Start of Listed entries
Issue #352, opened 2016-05-14
Shell warnings during Heartbleed and CCS tests  @ OSX?


xeron:
`testssl.sh`: latest master.
`OS X`: 10.11.4.
`bash`: 4.4.0(1)-rc1

Tried with default bash from OS X (3.2.57(1)-release) – same result.

```
$ ./testssl.sh --wide my.example.com
…
 Heartbleed (CVE-2014-0160)                ./testssl.sh: line 1445: warning: command substitution: ignored null byte in input
./testssl.sh: line 1445: warning: command substitution: ignored null byte in input
./testssl.sh: line 1445: warning: command substitution: ignored null byte in input
[REPEATED MULTIPLE TIMES]
…
not vulnerable (OK) (timed out)
 CCS (CVE-2014-0224)                       ./testssl.sh: line 1445: warning: command substitution: ignored null byte in input
./testssl.sh: line 1445: warning: command substitution: ignored null byte in input
./testssl.sh: line 1445: warning: command substitution: ignored null byte in input
[REPEATED MULTIPLE TIMES]
…
```

drwetter:
Could you pls give it a swing?

xeron:
Nope, the same issue for both Heartbleed and CCS:
```
 Heartbleed (CVE-2014-0160)                ./testssl.sh: line 1442: warning: command substitution: ignored null byte in input
./testssl.sh: line 1442: warning: command substitution: ignored null byte in input
```

drwetter:
Am 28. Mai 2016 22:08:48 MESZ, schrieb Ivan Larionov <notifications@github.com>:
>Nope, the same issue for both Heartbleed and CCS:
>```
>Heartbleed (CVE-2014-0160)                ./testssl.sh: line 1442:
>warning: command substitution: ignored null byte in input
>./testssl.sh: line 1442: warning: command substitution: ignored null
>byte in input
>```

Thx. 

I doubt this is a typical OS X behavior. But as a baseline @ all: can anybody please double check?

@ Ivan: you need to provide proper input if this should be a bug report, see wiki.

Cheers, Dirk 


-- 
Set from my mobile. Excuse my brevity&typos

drwetter:
That's a bash 4.4 "bug" which hiccups at NULL bytes : https://github.com/dracutdevs/dracut/issues/118#issuecomment-190857829

Better CCS and HB need to be changed to the socket functions used elsewhere (``sockread_serverhello()``)

[...]

PR #443, opened 2016-08-10
Replace sockread() with sockread_serverhello()

dcooper16:
This PR is in response to issue #352, where it was noted that Bash does not support binary data in strings.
End of Listed entries
**What is expected**
In the answer, please give only the lines from the line containing "Better CCS and" through the final line of the data, copied exactly.

**Task answer**
Better CCS and HB need to be changed to the socket functions used elsewhere (``sockread_serverhello()``)

[...]

PR #443, opened 2016-08-10
Replace sockread() with sockread_serverhello()

dcooper16:
This PR is in response to issue #352, where it was noted that Bash does not support binary data in strings.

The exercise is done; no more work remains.